» TASK OBJECTIVE: All entries are to be repeated exactly as shown below.

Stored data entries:
PR #664, opened 2018-12-12
Make layout footer support spawning new windows for links

kgarwood:
https://trello.com/c/TiZgaPxw/537-open-support-links-in-a-new-tab

Enhancing the layout footer component so that it can make pressing a link open a new window
or change the page of the current window.
- Making use of link_to in _layout_footer.html.erb to handle the target attribute and
  explicitly setting target to '' if no target attribute is passed to the component.
- Adding a new example to layout_footer.yml so users can see examples of using the
  layout footer component to open links in either the same or a new window.

### DIFF
--- a/app/views/govuk_publishing_components/components/_layout_footer.html.erb
+++ b/app/views/govuk_publishing_components/components/_layout_footer.html.erb
@@ -18,15 +18,11 @@
                 <% item[:items].each do |item| %>
                   <% if item[:href] && item[:text] %>
                     <li class="govuk-footer__list-item">
-                      <% if item[:target].nil? %>
-                        <%= link_to item[:text], item[:href], target: '',
-                          class: "govuk-footer__link"
-                        %>
-                      <% else %>
-                        <%= link_to item[:text], item[:href], target: item[:target],
-                          class: "govuk-footer__link"
-                        %>
-                      <% end %>
+                      <%
+                        attributes = { class: "govuk-footer__link" }.merge(item.fetch(:attributes, {}))
+                        attributes[:rel] = "noopener" if attributes[:target] == "_blank" && !attributes[:rel]
+                      %>
+                      <%= link_to item[:text], item[:href], attributes %>
                     </li>
                   <% end %>
                 <% end %>
--- a/app/views/govuk_publishing_components/components/_layout_footer.html.erb
+++ b/app/views/govuk_publishing_components/components/_layout_footer.html.erb
@@ -18,9 +18,15 @@
                 <% item[:items].each do |item| %>
                   <% if item[:href] && item[:text] %>
                     <li class="govuk-footer__list-item">
-                      <a class="govuk-footer__link" href="<%= item[:href] %>">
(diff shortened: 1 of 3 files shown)


app/views/govuk_publishing_components/components/_layout_footer.html.erb
```diff
@@ -18,9 +18,15 @@
...
                     <li class="govuk-footer__list-item">
-                      <a class="govuk-footer__link" href="<%= item[:href] %>">
-                        <%= item[:text] %>
-                      </a>
+                      <% if item[:target].nil? %>
+                        <%= link_to item[:text], item[:href], target: '',
+                          class: "govuk-footer__link"
+                        %>
+                      <% else %>
+                        <%= link_to item[:text], item[:href], target: item[:target],
```
nickcolley: There are some security considerations to make with opening links in new windows: https://developers.google.com/web/tools/lighthouse/audits/noopener

Additionally we often avoid opening links in new windows because of accessibility issues associated with doing so, but I'm not sure what the user need is.

app/views/govuk_publishing_components/components/_layout_footer.html.erb
```diff
@@ -18,9 +18,15 @@
                 <% item[:items].each do |item| %>
                   <% if item[:href] && item[:text] %>
                     <li class="govuk-footer__list-item">
-                      <a class="govuk-footer__link" href="<%= item[:href] %>">
-                        <%= item[:text] %>
-                      </a>
+                      <% if item[:target].nil? %>
```
alex-ju: I think these 9 lines can be simplified as:
`<%= link_to item[:text], item[:href], target: item[:target], class: "govuk-footer__link" %>`

app/views/govuk_publishing_components/components/docs/layout_footer.yml
```diff
@@ -123,3 +123,15 @@ examples:
             text: Rhestr o Wasanaethau Cymraeg
           - href: '/government/organisations/government-digital-service'
             text: Government Digital Service
+
+  with_new_windows:
```
alex-ju: can we name this `whith_target_on_links` to make it more clear?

» WRITTEN RESPONSE:
PR #664, opened 2018-12-12
Make layout footer support spawning new windows for links

kgarwood:
https://trello.com/c/TiZgaPxw/537-open-support-links-in-a-new-tab

Enhancing the layout footer component so that it can make pressing a link open a new window
or change the page of the current window.
- Making use of link_to in _layout_footer.html.erb to handle the target attribute and
  explicitly setting target to '' if no target attribute is passed to the component.
- Adding a new example to layout_footer.yml so users can see examples of using the
  layout footer component to open links in either the same or a new window.

### DIFF
--- a/app/views/govuk_publishing_components/components/_layout_footer.html.erb
+++ b/app/views/govuk_publishing_components/components/_layout_footer.html.erb
@@ -18,15 +18,11 @@
                 <% item[:items].each do |item| %>
                   <% if item[:href] && item[:text] %>
                     <li class="govuk-footer__list-item">
-                      <% if item[:target].nil? %>
-                        <%= link_to item[:text], item[:href], target: '',
-                          class: "govuk-footer__link"
-                        %>
-                      <% else %>
-                        <%= link_to item[:text], item[:href], target: item[:target],
-                          class: "govuk-footer__link"
-                        %>
-                      <% end %>
+                      <%
+                        attributes = { class: "govuk-footer__link" }.merge(item.fetch(:attributes, {}))
+                        attributes[:rel] = "noopener" if attributes[:target] == "_blank" && !attributes[:rel]
+                      %>
+                      <%= link_to item[:text], item[:href], attributes %>
                     </li>
                   <% end %>
                 <% end %>
--- a/app/views/govuk_publishing_components/components/_layout_footer.html.erb
+++ b/app/views/govuk_publishing_components/components/_layout_footer.html.erb
@@ -18,9 +18,15 @@
                 <% item[:items].each do |item| %>
                   <% if item[:href] && item[:text] %>
                     <li class="govuk-footer__list-item">
-                      <a class="govuk-footer__link" href="<%= item[:href] %>">
(diff shortened: 1 of 3 files shown)


app/views/govuk_publishing_components/components/_layout_footer.html.erb
```diff
@@ -18,9 +18,15 @@
...
                     <li class="govuk-footer__list-item">
-                      <a class="govuk-footer__link" href="<%= item[:href] %>">
-                        <%= item[:text] %>
-                      </a>
+                      <% if item[:target].nil? %>
+                        <%= link_to item[:text], item[:href], target: '',
+                          class: "govuk-footer__link"
+                        %>
+                      <% else %>
+                        <%= link_to item[:text], item[:href], target: item[:target],
```
nickcolley: There are some security considerations to make with opening links in new windows: https://developers.google.com/web/tools/lighthouse/audits/noopener

Additionally we often avoid opening links in new windows because of accessibility issues associated with doing so, but I'm not sure what the user need is.

app/views/govuk_publishing_components/components/_layout_footer.html.erb
```diff
@@ -18,9 +18,15 @@
                 <% item[:items].each do |item| %>
                   <% if item[:href] && item[:text] %>
                     <li class="govuk-footer__list-item">
-                      <a class="govuk-footer__link" href="<%= item[:href] %>">
-                        <%= item[:text] %>
-                      </a>
+                      <% if item[:target].nil? %>
```
alex-ju: I think these 9 lines can be simplified as:
`<%= link_to item[:text], item[:href], target: item[:target], class: "govuk-footer__link" %>`

app/views/govuk_publishing_components/components/docs/layout_footer.yml
```diff
@@ -123,3 +123,15 @@ examples:
             text: Rhestr o Wasanaethau Cymraeg
           - href: '/government/organisations/government-digital-service'
             text: Government Digital Service
+
+  with_new_windows:
```
alex-ju: can we name this `whith_target_on_links` to make it more clear?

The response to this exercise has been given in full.